┏━━
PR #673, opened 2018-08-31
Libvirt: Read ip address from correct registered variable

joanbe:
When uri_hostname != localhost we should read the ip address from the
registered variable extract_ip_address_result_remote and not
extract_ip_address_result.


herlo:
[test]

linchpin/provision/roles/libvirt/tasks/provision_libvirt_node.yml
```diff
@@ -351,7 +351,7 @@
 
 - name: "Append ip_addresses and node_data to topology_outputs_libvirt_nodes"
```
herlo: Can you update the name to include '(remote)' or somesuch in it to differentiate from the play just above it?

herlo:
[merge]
┗━━
┏━━
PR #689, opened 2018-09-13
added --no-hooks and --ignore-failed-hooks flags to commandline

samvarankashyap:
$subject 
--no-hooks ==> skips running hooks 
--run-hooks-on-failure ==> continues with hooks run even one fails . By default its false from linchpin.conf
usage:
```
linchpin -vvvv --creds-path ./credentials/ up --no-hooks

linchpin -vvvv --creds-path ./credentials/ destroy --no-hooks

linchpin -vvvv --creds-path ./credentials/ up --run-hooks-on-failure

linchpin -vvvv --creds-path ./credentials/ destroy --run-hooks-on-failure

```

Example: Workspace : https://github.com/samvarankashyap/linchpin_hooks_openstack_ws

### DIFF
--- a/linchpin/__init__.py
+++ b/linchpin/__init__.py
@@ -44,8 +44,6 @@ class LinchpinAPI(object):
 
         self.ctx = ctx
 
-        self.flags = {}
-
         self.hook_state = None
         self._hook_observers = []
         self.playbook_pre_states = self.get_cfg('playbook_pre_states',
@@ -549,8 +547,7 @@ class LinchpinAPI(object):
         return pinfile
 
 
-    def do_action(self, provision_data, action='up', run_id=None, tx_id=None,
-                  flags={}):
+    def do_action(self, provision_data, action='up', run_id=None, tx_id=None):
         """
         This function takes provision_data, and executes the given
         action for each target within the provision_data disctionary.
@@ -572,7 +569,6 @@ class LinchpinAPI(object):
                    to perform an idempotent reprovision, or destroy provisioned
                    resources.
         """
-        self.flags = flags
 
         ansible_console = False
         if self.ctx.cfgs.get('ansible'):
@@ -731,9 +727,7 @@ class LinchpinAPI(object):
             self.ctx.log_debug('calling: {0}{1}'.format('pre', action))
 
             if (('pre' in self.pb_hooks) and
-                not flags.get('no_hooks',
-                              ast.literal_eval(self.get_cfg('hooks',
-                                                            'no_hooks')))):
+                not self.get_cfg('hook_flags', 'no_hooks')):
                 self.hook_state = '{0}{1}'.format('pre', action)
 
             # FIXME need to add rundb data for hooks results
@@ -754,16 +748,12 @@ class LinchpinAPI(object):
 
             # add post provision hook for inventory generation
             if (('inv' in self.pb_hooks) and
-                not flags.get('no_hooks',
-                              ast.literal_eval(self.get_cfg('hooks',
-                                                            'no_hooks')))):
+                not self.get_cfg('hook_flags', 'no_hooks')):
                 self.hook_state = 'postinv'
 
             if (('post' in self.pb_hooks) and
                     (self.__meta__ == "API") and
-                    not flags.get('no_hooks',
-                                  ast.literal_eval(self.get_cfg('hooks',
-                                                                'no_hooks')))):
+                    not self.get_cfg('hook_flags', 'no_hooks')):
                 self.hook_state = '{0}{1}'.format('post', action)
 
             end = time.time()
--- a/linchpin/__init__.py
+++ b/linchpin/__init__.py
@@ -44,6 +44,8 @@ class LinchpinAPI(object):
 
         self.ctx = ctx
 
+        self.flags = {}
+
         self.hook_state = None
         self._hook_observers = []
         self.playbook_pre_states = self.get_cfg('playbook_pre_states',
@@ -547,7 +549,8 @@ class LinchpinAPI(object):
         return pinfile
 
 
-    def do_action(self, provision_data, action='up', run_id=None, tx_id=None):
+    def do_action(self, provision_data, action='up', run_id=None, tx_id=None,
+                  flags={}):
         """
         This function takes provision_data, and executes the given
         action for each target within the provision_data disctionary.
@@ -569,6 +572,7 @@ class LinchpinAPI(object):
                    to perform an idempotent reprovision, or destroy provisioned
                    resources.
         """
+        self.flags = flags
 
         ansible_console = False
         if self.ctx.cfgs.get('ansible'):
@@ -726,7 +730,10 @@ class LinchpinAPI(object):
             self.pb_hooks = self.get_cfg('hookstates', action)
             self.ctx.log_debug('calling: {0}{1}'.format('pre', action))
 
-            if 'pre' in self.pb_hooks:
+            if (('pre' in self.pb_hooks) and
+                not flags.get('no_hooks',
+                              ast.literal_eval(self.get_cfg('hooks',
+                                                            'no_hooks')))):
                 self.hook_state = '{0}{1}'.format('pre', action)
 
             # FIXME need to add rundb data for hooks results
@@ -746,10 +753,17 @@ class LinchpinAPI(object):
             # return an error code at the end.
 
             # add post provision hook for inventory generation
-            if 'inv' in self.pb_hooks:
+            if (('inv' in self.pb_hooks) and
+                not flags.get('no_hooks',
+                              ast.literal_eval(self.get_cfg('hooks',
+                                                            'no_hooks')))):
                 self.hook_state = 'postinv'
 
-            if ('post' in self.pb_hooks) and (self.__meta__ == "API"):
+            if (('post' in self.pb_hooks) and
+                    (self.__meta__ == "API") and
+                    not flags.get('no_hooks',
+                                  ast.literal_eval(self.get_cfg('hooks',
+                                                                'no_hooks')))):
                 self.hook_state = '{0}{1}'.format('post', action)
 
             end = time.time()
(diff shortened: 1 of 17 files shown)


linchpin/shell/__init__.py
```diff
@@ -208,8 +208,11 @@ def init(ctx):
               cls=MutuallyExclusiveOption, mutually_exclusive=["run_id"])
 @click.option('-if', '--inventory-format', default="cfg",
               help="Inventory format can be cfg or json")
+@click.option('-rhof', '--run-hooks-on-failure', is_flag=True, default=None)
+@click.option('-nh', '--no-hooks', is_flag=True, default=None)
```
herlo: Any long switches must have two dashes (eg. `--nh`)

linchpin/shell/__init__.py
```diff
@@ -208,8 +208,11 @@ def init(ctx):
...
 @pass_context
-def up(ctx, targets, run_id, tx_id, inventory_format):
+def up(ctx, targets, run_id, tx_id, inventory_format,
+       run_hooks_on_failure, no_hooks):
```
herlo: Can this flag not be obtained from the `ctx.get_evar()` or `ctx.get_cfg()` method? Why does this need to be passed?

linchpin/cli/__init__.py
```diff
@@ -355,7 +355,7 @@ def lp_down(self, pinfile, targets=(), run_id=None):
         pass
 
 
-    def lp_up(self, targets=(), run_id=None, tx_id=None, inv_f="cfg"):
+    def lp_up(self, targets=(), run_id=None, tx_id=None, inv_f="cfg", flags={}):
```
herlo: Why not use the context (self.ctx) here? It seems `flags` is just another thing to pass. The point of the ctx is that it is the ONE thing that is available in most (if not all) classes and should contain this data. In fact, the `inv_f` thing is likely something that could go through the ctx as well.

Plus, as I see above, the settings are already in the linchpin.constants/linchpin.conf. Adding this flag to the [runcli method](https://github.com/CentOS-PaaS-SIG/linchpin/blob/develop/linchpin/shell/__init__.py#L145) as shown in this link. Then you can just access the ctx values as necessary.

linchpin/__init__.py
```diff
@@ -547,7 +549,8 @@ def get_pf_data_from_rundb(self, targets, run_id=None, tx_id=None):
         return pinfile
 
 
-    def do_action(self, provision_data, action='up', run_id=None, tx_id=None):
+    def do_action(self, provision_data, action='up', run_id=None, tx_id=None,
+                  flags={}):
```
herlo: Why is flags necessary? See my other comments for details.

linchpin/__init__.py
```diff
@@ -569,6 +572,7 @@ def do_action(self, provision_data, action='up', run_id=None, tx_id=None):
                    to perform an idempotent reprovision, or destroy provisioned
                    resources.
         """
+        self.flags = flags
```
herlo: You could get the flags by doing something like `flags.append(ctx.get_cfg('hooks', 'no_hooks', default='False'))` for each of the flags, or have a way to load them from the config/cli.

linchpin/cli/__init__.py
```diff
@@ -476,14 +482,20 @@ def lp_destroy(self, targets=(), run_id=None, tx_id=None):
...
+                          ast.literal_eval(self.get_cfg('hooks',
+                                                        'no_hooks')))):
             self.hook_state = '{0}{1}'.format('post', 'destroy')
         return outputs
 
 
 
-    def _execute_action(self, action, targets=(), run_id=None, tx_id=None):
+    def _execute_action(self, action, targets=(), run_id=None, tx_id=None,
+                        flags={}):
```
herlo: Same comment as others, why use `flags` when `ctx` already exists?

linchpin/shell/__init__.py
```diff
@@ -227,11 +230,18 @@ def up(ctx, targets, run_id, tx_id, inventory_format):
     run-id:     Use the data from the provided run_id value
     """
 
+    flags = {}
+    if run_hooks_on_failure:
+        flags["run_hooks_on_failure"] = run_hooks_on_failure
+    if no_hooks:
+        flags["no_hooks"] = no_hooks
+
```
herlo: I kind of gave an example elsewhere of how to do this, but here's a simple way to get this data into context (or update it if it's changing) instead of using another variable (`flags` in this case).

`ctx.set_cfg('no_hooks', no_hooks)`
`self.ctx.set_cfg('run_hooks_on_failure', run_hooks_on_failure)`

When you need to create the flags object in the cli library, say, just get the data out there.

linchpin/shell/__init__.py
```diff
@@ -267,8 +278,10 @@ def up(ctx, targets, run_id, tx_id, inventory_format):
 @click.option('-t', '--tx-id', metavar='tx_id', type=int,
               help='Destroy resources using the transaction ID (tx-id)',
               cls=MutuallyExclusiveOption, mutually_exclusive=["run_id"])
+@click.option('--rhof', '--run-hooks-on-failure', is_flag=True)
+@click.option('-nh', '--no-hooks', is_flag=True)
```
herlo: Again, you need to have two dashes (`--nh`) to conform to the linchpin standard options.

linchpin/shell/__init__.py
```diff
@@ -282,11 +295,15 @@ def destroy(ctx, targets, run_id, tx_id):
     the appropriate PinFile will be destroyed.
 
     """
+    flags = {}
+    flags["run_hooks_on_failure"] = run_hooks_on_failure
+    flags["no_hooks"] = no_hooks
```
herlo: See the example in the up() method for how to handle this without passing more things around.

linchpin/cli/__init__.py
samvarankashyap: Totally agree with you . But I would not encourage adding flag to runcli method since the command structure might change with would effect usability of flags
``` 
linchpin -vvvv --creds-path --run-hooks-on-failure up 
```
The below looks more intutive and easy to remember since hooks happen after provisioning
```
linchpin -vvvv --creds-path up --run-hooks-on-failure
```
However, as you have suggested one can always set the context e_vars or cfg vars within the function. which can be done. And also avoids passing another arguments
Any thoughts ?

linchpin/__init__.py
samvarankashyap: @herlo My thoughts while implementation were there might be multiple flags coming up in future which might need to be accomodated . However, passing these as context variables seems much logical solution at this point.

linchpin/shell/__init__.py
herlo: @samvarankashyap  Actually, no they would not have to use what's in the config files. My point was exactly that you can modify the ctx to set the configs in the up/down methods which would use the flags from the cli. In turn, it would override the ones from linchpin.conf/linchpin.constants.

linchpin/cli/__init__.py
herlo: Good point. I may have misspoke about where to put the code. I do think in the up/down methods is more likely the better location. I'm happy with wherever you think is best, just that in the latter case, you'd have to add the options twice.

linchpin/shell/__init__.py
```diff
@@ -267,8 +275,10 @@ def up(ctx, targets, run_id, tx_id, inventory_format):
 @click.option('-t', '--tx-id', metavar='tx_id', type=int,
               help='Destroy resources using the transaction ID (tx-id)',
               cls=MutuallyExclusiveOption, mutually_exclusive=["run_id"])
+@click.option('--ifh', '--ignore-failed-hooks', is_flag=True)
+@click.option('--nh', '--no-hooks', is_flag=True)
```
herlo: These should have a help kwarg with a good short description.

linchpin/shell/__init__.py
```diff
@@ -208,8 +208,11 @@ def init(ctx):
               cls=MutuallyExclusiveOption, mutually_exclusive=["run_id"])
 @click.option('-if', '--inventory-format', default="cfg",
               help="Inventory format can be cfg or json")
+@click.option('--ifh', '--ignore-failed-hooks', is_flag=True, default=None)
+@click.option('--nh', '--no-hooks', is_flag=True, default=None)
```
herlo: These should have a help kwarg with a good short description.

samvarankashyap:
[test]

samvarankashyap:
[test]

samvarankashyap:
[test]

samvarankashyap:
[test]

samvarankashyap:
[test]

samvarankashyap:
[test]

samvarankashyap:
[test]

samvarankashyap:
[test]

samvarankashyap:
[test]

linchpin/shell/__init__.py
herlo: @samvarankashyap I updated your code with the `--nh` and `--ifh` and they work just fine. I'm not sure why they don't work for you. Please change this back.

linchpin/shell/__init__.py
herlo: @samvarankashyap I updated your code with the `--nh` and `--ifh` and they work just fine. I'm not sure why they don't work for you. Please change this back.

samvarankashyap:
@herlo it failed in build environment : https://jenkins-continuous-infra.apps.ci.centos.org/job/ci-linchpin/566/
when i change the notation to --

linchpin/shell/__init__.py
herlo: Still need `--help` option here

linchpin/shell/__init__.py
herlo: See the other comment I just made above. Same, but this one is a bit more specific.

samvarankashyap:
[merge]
┗━━
Required work: Only the lines above from the line containing "herlo: Why is" through the line containing "herlo: I kind" should be retyped, exactly and with both ends included.

Written response:
herlo: Why is flags necessary? See my other comments for details.

linchpin/__init__.py
```diff
@@ -569,6 +572,7 @@ def do_action(self, provision_data, action='up', run_id=None, tx_id=None):
                    to perform an idempotent reprovision, or destroy provisioned
                    resources.
         """
+        self.flags = flags
```
herlo: You could get the flags by doing something like `flags.append(ctx.get_cfg('hooks', 'no_hooks', default='False'))` for each of the flags, or have a way to load them from the config/cli.

linchpin/cli/__init__.py
```diff
@@ -476,14 +482,20 @@ def lp_destroy(self, targets=(), run_id=None, tx_id=None):
...
+                          ast.literal_eval(self.get_cfg('hooks',
+                                                        'no_hooks')))):
             self.hook_state = '{0}{1}'.format('post', 'destroy')
         return outputs
 
 
 
-    def _execute_action(self, action, targets=(), run_id=None, tx_id=None):
+    def _execute_action(self, action, targets=(), run_id=None, tx_id=None,
+                        flags={}):
```
herlo: Same comment as others, why use `flags` when `ctx` already exists?

linchpin/shell/__init__.py
```diff
@@ -227,11 +230,18 @@ def up(ctx, targets, run_id, tx_id, inventory_format):
     run-id:     Use the data from the provided run_id value
     """
 
+    flags = {}
+    if run_hooks_on_failure:
+        flags["run_hooks_on_failure"] = run_hooks_on_failure
+    if no_hooks:
+        flags["no_hooks"] = no_hooks
+
```
herlo: I kind of gave an example elsewhere of how to do this, but here's a simple way to get this data into context (or update it if it's changing) instead of using another variable (`flags` in this case).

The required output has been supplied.